TASK ITEM: Let the output be exactly the lines from the one containing "mitigation for memory" through the end of the records below, both included.

Dataset entries:
────
PR #912, opened 2023-09-12
MSVC: Fixes from vcpkg

FtZPetruska:
MSVC currently has two patches for its LibreSSL port.

[The first patch](https://github.com/microsoft/vcpkg/blob/master/ports/libressl/0001-enable-ocspcheck-on-msvc.patch) enables building `ocspcheck` with MSVC. This requires:
- `getopt`, which is already included in `libcrypto`. Adding `optarg` and `optind` to the DLL exports is necessary.
- `ftruncate`, which is already included in `libtls`. Adding it to the DLL exports is necessary.
- Defining `STDIN_FILENO` in the `unistd.h` compat header.

[The second patch](https://github.com/microsoft/vcpkg/blob/master/ports/libressl/0002-suppress-msvc-warnings.patch) handles the [Spectre vulnerability mitigation](https://learn.microsoft.com/en-us/cpp/build/reference/qspectre?view=msvc-170). The warning [C5045](https://learn.microsoft.com/en-us/cpp/error-messages/compiler-warnings/c5045?view=msvc-170) triggers whether `/Qspectre` is used or not and warns about code that may be affected by this vulnerability.

### DIFF
--- a/CMakeLists.txt
+++ b/CMakeLists.txt
@@ -163,6 +163,8 @@ if(MSVC)
 			"C4706" # assignment within conditional expression
 			"C4996" # The POSIX name for this item is deprecated.
 				# Instead, use the ISO C and C++ conformant name
+			"C5045" # Compiler will insert Spectre mitigation for memory
+				# load if /Qspectre switch specified
 		)
 	elseif(CMAKE_C_COMPILER_ID MATCHES "Intel")
 		add_definitions(-D_CRT_SUPPRESS_RESTRICT)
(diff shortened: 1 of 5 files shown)


busterb:
Hi, thanks for the PR. I think for now would like to leave the Spectre mitigation off by default, not because we don't want it, but it seems that the VS environment being built in needs to have additional libraries installed, and the check for version isn't sufficient to check for the libraries as well.

busterb:
I cherry-picked the oscpcheck fixes in c4bb6b79ea36c05ccfe3033174a7950ac6a51609, thanks!

 Let's discuss the spectre mitigations in another PR. I'm not sure if we really want this to happen automatically or intentionally on behalf of the builder.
────
RESULT BELOW:
+			"C5045" # Compiler will insert Spectre mitigation for memory
+				# load if /Qspectre switch specified
 		)
 	elseif(CMAKE_C_COMPILER_ID MATCHES "Intel")
 		add_definitions(-D_CRT_SUPPRESS_RESTRICT)
(diff shortened: 1 of 5 files shown)


busterb:
Hi, thanks for the PR. I think for now would like to leave the Spectre mitigation off by default, not because we don't want it, but it seems that the VS environment being built in needs to have additional libraries installed, and the check for version isn't sufficient to check for the libraries as well.

busterb:
I cherry-picked the oscpcheck fixes in c4bb6b79ea36c05ccfe3033174a7950ac6a51609, thanks!

 Let's discuss the spectre mitigations in another PR. I'm not sure if we really want this to happen automatically or intentionally on behalf of the builder.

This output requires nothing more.